■ Required work: Check which lines of the entries that follow hold "alternative", then give the number of those lines and nothing more.

***

PR #4015, opened 2019-04-03
Add deprecation warnings for new_float, new_window, and force_focus_wrapping.

c-edw:
To my knowledge, these are the only deprecated i3 commands that Sway has. 
`new_window` is not compatible with i3's syntax but it doesn't matter too much if it's due to be removed in future.


sway/commands/new_float.c
```diff
@@ -0,0 +1,7 @@
+#include "log.h"
+#include "sway/commands.h"
+
+struct cmd_results *cmd_new_float(int argc, char **argv) {
+	sway_log(SWAY_INFO, "Warning: new_float is deprecated");
```
ddevault: This should include instructions on how to fix it (e.g. "Warning: new_float is deprecated. Use floating_border instead.")

sway/meson.build
```diff
@@ -72,6 +72,8 @@ sway_sources = files(
 	'commands/layout.c',
 	'commands/mode.c',
 	'commands/mouse_warping.c',
+	'commands/new_float.c',
+	'commands/new_window.c',
```
RyanDwyer: Can you please put these below move.c so they're alphabetical?

include/sway/commands.h
```diff
@@ -146,6 +146,8 @@ sway_cmd cmd_log_colors;
 sway_cmd cmd_mark;
 sway_cmd cmd_mode;
 sway_cmd cmd_mouse_warping;
+sway_cmd cmd_new_float;
```
RedSoxFan: Can you move these to be in alphabetically order too?

sway/commands/new_float.c
```diff
@@ -0,0 +1,7 @@
+#include "log.h"
+#include "sway/commands.h"
+
+struct cmd_results *cmd_new_float(int argc, char **argv) {
+	sway_log(SWAY_INFO, "Warning: new_float is deprecated. Use default_floating_border instead.");
```
RedSoxFan: It is probably worth adding the following:
```c
if (config->reading) {
    config_add_swaynag_warning("new_float is deprecated. Use "
            "default_floating_border instead");
}
```

This will show a swaynag warning when included in the config, which is likely more visible to the user.

RedSoxFan: style: 80 column limit

sway/commands/new_window.c
```diff
@@ -0,0 +1,7 @@
+#include "log.h"
+#include "sway/commands.h"
+
+struct cmd_results *cmd_new_window(int argc, char **argv) {
+	sway_log(SWAY_INFO, "Warning: new_window is deprecated. Use default_border instead.");
```
RedSoxFan: style: 80 column limit

RedSoxFan: The swaynag warning suggestion also applies here

c-edw:
I've added a warning for `force_focus_wrapping` too, but not sure whether that was the right move. In the manpages, it says it's there for convenience. It doesn't explicitly say that it's deprecated in i3's docs either.

sway/commands/force_focus_wrapping.c
```diff
@@ -1,20 +1,12 @@
...
-	if (error) {
-		return error;
+	sway_log(SWAY_INFO, "Warning: force_focus_wrapping is deprecated. "
+		"Use focus_wrapping instead.");
+	if (config->reading) {
+		config_add_swaynag_warning("force_focus_wrapping is deprecated. "
+			"Use focus_wrapping instead.");
 	}
-
-	if (parse_boolean(argv[0], config->focus_wrapping == WRAP_FORCE)) {
```
RedSoxFan: Even with the deprecation warning, this block should be retained. The arguments for `force_focus_wrapping` are different then`focus_wrapping`.

c-edw:
`Legacy` to me means *discouraged but supported*. `deprecated` to me means *supported but due to be removed*. There is nothing in i3's docs that indicates legacy syntaxes are going to be removed in future.

Similar to the valid point you raised about `force_focus_wrapping` having different arguments, `new_window` and `new_float` on i3 can be used in the legacy syntax `[COMMAND] 1pixel`, but this isn't supported on Sway. For users, there might cause some confusion if switching to the newer counterpart of one of these commands whilst still using this legacy syntax. 

What do you think about just having the deprecation warnings without calling the newer alternative commands? 

This change overall could require more effort on the users' part to get their i3 config working smoothly with Sway.

emersion:
>Legacy to me means discouraged but supported. deprecated to me means supported but due to be removed. There is nothing in i3's docs that indicates legacy syntaxes are going to be removed in future.

I don't get the reasoning and I agree with @RedSoxFan. What's the point of marking a command as legacy if it's not going to be removed at some point?

RedSoxFan:
> Legacy to me means discouraged but supported

Under that definition, Sway should support the `1pixel` syntax for `border`, `new_window`, and `new_float` for compatibility reasons.

> What do you think about just having the deprecation warnings without calling the newer alternative commands?

To be fair, these commands are relatively trivial to support. `new_window` and `new_float` are just aliases (ignoring support for the legacy `1pixel` syntax mentioned above) and `force_focus_wrapping` just has different mappings for the arguments.

Either way, having `force_focus_wrapping` be an alias for `focus_wrapping` is not the correct solution since the arguments have different meanings.

c-edw:
Sorry for the delay on this. It's ready for review again.

sway/commands/force_focus_wrapping.c
```diff
@@ -1,9 +1,15 @@
-#include <strings.h>
```
RedSoxFan: Oops. Can you re-add these headers?

c-edw: Have I misunderstood something? They don't appear to be necessary here.

RedSoxFan: Looks like `<strings.h>` isn't needed, but `sway/config.h` is needed for `config_add_swaynag_warning`

c-edw: I see, thanks for the explanation.

RedSoxFan:
Thanks!

PR #4035, opened 2019-04-11
cmd_focus: raise floating for `<criteria> focus`

### LINKED ISSUE #4031: swaymsg: focus does not raise floating window
Focusing a floating window using swaymsg does not raise that window to the front.

I notice there's a recent change #3943 which raises the floating window if left/right/up/down is given. That works, but what about the case of just...

    swaymsg <criteria> focus

This focuses the window such that it receives keyboard input, but it is not brought to the front. The "focused" floating window can therefore still be obscured behind another floating window.

Using `sway version 1.0-rc1-222-ge0324fc8 (Apr  9 2019, branch 'master')`

RedSoxFan:
Closes #4031 

Floaters are currently raised for `focus <direction>`. This extends the
same functionality to `<criteria> focus`.

### DIFF
--- a/sway/commands/focus.c
+++ b/sway/commands/focus.c
@@ -317,6 +317,7 @@ struct cmd_results *cmd_focus(int argc, char **argv) {
 		}
 		seat_set_focus_container(seat, container);
 		seat_consider_warp_to_focus(seat);
+		container_raise_floating(container);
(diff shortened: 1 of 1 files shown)


ddevault:
Thanks!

***

■ Answer below: 2